**Description of the task**
If a line below contains "first", count it; then state how many such lines there are, and nothing else.

Data excerpts:
────────
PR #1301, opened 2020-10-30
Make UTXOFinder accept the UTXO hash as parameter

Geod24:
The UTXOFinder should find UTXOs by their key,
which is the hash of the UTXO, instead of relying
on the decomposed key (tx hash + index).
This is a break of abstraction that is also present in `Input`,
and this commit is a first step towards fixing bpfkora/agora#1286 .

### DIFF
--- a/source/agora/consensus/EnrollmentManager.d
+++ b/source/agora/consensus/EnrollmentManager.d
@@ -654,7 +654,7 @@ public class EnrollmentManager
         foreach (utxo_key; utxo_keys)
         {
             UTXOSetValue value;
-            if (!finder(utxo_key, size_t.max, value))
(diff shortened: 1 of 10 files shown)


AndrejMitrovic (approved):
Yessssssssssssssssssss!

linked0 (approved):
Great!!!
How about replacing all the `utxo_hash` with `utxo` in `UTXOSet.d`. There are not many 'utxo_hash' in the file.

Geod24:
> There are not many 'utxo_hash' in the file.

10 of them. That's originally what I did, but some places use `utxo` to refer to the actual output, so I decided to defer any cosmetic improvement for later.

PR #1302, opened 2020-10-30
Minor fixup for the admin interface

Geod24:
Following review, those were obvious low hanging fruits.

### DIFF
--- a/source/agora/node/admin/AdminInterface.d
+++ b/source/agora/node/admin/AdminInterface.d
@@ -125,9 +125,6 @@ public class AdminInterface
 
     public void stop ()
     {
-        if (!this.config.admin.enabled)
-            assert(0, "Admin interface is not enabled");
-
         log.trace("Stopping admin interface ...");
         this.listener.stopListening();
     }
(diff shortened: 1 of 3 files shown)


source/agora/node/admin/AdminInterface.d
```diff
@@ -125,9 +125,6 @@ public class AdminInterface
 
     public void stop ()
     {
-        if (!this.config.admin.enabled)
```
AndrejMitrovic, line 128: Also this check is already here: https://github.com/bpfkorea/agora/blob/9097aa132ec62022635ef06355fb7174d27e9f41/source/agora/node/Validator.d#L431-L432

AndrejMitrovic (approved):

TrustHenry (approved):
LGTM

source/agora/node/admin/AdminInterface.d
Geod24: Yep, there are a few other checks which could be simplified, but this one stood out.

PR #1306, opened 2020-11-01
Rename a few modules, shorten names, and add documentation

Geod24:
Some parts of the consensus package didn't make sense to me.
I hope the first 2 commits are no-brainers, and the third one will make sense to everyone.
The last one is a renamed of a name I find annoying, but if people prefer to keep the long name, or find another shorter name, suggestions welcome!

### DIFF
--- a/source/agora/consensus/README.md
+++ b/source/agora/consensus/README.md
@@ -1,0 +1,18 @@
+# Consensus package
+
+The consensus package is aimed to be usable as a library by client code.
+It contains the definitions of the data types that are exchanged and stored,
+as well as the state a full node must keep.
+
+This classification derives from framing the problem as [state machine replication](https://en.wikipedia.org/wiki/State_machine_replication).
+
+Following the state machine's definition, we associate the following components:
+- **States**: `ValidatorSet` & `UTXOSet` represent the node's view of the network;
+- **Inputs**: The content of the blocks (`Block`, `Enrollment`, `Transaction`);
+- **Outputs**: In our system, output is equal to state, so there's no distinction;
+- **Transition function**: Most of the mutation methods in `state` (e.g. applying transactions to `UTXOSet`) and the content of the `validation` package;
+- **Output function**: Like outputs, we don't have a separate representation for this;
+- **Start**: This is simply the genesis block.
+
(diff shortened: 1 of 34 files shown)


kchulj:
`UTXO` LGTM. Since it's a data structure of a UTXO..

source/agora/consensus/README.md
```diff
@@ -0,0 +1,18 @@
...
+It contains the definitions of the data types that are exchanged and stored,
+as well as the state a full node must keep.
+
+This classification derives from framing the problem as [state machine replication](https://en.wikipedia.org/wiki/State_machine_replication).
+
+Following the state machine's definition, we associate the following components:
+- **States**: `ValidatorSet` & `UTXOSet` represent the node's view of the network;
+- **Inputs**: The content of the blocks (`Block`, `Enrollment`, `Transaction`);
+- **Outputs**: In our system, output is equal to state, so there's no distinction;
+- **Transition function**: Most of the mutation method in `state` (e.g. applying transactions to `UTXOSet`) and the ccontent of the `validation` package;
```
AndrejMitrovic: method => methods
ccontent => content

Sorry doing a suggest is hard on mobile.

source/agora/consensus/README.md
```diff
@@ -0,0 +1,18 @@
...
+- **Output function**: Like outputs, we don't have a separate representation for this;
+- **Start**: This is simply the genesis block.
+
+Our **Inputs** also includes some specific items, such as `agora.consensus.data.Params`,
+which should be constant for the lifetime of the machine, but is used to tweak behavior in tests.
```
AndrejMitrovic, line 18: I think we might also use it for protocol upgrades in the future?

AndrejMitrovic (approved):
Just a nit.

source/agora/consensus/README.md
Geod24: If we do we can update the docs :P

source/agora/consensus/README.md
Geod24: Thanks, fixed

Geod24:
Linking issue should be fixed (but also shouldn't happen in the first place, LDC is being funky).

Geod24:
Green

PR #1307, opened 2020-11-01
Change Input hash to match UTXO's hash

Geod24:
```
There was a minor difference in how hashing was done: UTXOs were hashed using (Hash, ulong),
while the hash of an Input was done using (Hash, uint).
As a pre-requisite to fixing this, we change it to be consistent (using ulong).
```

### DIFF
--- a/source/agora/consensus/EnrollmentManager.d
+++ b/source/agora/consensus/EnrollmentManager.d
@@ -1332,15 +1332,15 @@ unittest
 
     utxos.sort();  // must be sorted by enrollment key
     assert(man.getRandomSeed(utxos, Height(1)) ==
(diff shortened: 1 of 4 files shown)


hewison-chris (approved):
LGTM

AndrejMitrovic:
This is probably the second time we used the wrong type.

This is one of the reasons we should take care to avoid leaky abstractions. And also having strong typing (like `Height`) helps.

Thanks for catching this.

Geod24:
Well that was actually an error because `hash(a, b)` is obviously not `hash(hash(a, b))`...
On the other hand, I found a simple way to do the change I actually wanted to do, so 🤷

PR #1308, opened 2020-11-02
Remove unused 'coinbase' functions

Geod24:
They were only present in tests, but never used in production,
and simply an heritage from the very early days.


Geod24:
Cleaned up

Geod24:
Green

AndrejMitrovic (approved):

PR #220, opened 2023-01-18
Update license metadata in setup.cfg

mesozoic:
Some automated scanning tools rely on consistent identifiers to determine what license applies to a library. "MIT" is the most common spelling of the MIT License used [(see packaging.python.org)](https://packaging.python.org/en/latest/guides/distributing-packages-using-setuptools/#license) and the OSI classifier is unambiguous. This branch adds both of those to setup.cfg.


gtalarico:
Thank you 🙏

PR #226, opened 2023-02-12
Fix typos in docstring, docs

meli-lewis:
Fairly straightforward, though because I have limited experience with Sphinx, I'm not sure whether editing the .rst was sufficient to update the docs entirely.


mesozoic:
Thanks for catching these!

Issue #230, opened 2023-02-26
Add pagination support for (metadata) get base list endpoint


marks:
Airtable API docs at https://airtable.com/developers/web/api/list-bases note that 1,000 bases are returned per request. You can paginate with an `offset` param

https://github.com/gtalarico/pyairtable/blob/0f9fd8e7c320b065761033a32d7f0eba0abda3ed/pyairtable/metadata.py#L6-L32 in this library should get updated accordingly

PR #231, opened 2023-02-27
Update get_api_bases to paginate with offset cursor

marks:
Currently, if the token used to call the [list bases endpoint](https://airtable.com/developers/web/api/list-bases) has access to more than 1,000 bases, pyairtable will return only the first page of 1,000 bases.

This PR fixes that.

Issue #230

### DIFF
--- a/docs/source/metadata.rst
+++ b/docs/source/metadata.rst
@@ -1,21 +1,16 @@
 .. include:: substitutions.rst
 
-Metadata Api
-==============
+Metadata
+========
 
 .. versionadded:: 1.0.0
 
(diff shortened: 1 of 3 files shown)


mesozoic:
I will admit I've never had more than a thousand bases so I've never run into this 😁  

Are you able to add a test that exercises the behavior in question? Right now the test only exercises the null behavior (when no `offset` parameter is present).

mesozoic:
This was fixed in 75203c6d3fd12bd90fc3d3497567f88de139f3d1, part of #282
────────
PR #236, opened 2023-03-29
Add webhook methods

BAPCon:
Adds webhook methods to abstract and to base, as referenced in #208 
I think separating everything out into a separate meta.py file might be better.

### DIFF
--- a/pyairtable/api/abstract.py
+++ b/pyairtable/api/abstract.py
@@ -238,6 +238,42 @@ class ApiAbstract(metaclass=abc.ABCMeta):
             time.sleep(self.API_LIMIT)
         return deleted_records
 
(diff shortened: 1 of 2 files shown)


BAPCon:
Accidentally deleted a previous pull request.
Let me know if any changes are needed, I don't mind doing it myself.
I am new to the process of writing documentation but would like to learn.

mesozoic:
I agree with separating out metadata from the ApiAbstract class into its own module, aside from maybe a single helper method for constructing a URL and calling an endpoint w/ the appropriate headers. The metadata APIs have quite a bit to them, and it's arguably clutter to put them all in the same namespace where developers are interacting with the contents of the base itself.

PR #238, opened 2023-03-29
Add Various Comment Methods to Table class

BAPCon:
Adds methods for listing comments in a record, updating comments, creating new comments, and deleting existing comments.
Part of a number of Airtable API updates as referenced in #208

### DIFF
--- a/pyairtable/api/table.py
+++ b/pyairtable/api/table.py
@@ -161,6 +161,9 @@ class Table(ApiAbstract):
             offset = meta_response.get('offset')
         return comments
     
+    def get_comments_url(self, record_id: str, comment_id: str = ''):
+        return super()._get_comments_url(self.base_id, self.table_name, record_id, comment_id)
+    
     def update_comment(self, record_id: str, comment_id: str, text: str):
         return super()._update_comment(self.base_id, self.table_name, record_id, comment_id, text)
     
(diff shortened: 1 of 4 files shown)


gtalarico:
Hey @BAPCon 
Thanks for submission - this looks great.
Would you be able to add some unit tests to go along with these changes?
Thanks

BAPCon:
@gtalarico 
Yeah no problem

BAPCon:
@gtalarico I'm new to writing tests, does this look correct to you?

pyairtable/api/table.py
────────
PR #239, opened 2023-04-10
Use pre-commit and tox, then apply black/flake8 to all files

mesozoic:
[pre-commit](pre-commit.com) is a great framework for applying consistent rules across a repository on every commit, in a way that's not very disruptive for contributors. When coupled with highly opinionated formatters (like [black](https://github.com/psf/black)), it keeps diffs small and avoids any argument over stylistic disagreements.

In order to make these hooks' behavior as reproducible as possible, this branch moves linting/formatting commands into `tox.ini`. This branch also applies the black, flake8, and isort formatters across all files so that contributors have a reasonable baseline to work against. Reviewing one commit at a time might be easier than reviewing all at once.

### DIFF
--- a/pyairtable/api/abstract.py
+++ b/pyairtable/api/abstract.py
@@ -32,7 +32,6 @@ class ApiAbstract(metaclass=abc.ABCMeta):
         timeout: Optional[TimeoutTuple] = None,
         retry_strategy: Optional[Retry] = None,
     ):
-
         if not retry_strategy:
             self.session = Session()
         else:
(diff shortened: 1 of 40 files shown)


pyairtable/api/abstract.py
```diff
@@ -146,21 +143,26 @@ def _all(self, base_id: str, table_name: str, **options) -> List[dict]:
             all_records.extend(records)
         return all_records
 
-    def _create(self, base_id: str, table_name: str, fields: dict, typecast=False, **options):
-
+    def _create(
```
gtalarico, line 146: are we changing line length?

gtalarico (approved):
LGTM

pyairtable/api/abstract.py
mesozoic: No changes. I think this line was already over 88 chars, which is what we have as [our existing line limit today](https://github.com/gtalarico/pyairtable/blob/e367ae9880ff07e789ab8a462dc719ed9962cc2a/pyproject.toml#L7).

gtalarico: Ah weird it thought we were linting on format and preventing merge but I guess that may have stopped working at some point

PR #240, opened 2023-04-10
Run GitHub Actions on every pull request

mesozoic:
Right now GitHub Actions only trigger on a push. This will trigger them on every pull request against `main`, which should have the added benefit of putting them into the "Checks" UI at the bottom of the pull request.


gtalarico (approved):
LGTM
────────
**Response below**
4